Observes Saria “in academia, we think a lot about publishing papers that show new models and evaluating performance of models. But when you start turning into practice,” you need to start “really thinking through all of the uses cases and thinking about harms versus benefit analysis.”
Related more broadly to implementation, Ehlert also highlighted what may be the most significant challenge of all: alignment. The issue, he points out, isn’t for-profit vs not-for-profit institutions. “The reality,” he astutely observes, “is everybody has a stakeholder.” He continues, “a hospital does well when there’s more admissions. A physician does well when they treat more patients.

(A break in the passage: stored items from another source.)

PR #22, opened 2018-05-09
WIP: modularize application

intrepidlemon:


blackfynn/extensions.py
```diff
@@ -0,0 +1,38 @@
+import sys
+
+
+# try to import optional packages
+try:
+    import pandas
+except ImportError:
+    pd = None
```
merky: This would have to be `pandas`, I believe.

blackfynn/api/timeseries.py
```diff
@@ -502,6 +503,8 @@ def get_annotation(self, ts, layer, annot):
         return TimeSeriesAnnotation.from_dict(resp["annotation"], api=self.session)
 
     def iter_annotations(self, ts, layer, window_size=10, channels=None):
+        check_extensions()
```
merky: I don't believe annotations deal with numpy/pandas at all, so are probably safe methods in "light" mode.

intrepidlemon: annotations uses the numpy method `ceil` but I could probably reimplement that without numpy

https://github.com/Blackfynn/blackfynn-python/pull/22/files/b100ce68923de55adcc84fc3787b95de24786999#diff-c29515fbacbc2950e6b2937b08b73108L525

PR #25, opened 2018-06-08
Rename concepts

merky:
Changes:
- Renames `Concept` to `Model` and `ConceptInstance` to `Record`
- Adjusts user-facing method names to match
- Adds iterator to `Model` so you can do `for each item in model`

**NOTE:** Code  in `blackfynn.api.concepts` has not been modified, as the REST API still uses `/concepts`-based terminology.

Example: 

```python
bf = Blackfynn()
ds = bf.get_dataset('hetnet.io')

# create model
disease = ds.create_model('disease', 'Disease')
disease.add_property('name', str)
disease.add_property('category', str)

# create record(s)
disease.create_record({
  'name': 'Parkinsons',
  'category': 'Neurological'
})
```


blackfynn/api/concepts.py
```diff
@@ -32,72 +32,72 @@ def _get_relationship_type(self, relationship, instance = None):
...
             r['schema'] = self.update_properties(dataset, concept)
-        return Concept.from_dict(r, api=self.session)
+        return Model.from_dict(r, api=self.session)
 
     def create(self, dataset, concept):
-        assert isinstance(concept, Concept), "concept must be type Concept"
+        assert isinstance(concept, Model), "concept must be type Model"
         dataset_id = self._get_id(dataset)
         r = self._post(self._uri('/{dataset_id}/concepts', dataset_id=dataset_id), json=concept.as_dict())
         concept.id = r['id']
```
jwagenaar: keeping these like this?

jwagenaar: "concept must be type Model" seems odd feedback to the user

PR #28, opened 2018-06-19
New `type` property added to Datasets

sLopezdeDiego:


merky:
Ignoring Dataset `type` field for now, will address in future; conflicts with base class `.type` property.

PR #33, opened 2018-07-24
Deploy library and docs via Travis CI

merky:
- Modified tests to work
  - Removed all tests dependent on a "super user"
  - Modified existing tests to work with current API
  - These are integration tests running against production API
  - Note: temporary dataset created/destroyed during testing
- Now using Travis CI
  - Runs tests on all branches
  - Deployment to S3 on tagged releases (`docs.blackfynn.io/python/<version>`)
- Flexible `requirements.txt` versioning
- Small bug fixes along the way (record->package linking)


requirements.txt
```diff
@@ -1,11 +1,11 @@
...
-boto3==1.4.4
-requests==2.18.3
-requests-futures==0.9.7
-numpy==1.13.1
-pandas==0.20.3
+boto3>=1.4
+requests>=2.18
+requests-futures>=0.9
+numpy>=1.13
+pandas>=0.20
```
zduey: awesome, thanks for doing this. I was going to suggest doing this if you didn't since it was causing some grief with graph-ingest that depends on the client

tests/test_timeseries.py
```diff
@@ -210,18 +206,18 @@ def test_timeseries_annotations(client, timeseries):
     #layer1.add_annotations([annot2,annot3])
     annot3 = timeseries.add_annotations(layer=layer1,annotations=annot3)
     assert annot3.exists
-    annot3.delete()
-    assert not annot3.exists
+    #annot3.delete()
```
dkh215: Why did we have to remove all the delete calls?

tests/test_concepts.py
```diff
@@ -4,7 +4,7 @@
 
 from blackfynn.models import Model, Record, DataPackage, RelationshipType, Relationship
 
-def test_concepts(dataset):
+def test_models(dataset):
```
dkh215: Just a general comment that we can address later, would split this function up similar to how other test suites are structured.

.travis.yml
```diff
@@ -0,0 +1,39 @@
+sudo: false
+language: python
+python:
+- '2.7'
+install:
+- pip install -r requirements.txt
+- pip install -r requirements-test.txt
```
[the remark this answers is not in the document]
merky: I think so, yes. It separates out dependencies for the library vs. development stuff. Our `setup.py` uses the contents of `requirements.txt`.

.travis.yml
```diff
@@ -0,0 +1,39 @@
...
+  - |
+    if [[ "$TRAVIS_BRANCH" == "master" ]]; then
+      make html-latest
+    fi
+  - cd ./_build/html
+deploy:
+  - provider: pypi
+    on:
+      tags: true
+    user: bfmark
```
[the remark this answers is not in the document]
merky: Yes, it does! Let me look into that...

requirements.txt
merky: There's actually a ticket for this somewhere, but I figured I would tackle it while I was in there.

tests/test_concepts.py
merky: Very true. The tests all need massaging... and there are missing tests, but this at leasts gets the existing tests working.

A pharmaceutical does well when they sell more pills. An insurance company does well when they manage the risk better.”
Noting the many different business models these different organizations have, it’s perhaps not surprising that, as Ehlert suggests, “One of the biggest issues I think that we all struggle with is how do we get alignment across those things.”
Perhaps, Ehlert says, we need to “look at our fellow humans” and agree “that our real goal” is for “people to have a better health outcome, and have the highest quality of life for the maximum number of years possible.”
If we’re all aiming for that shared goal, adds Ehlert hopefully, we should be able to “actually align people” to ensure that the “data is collected the way that it needs to be collected to actually make that happen.”
He’s right, of course. But it’s a big “if” – and a big “should.”
Note: some quotes have been very lightly edited for clarity.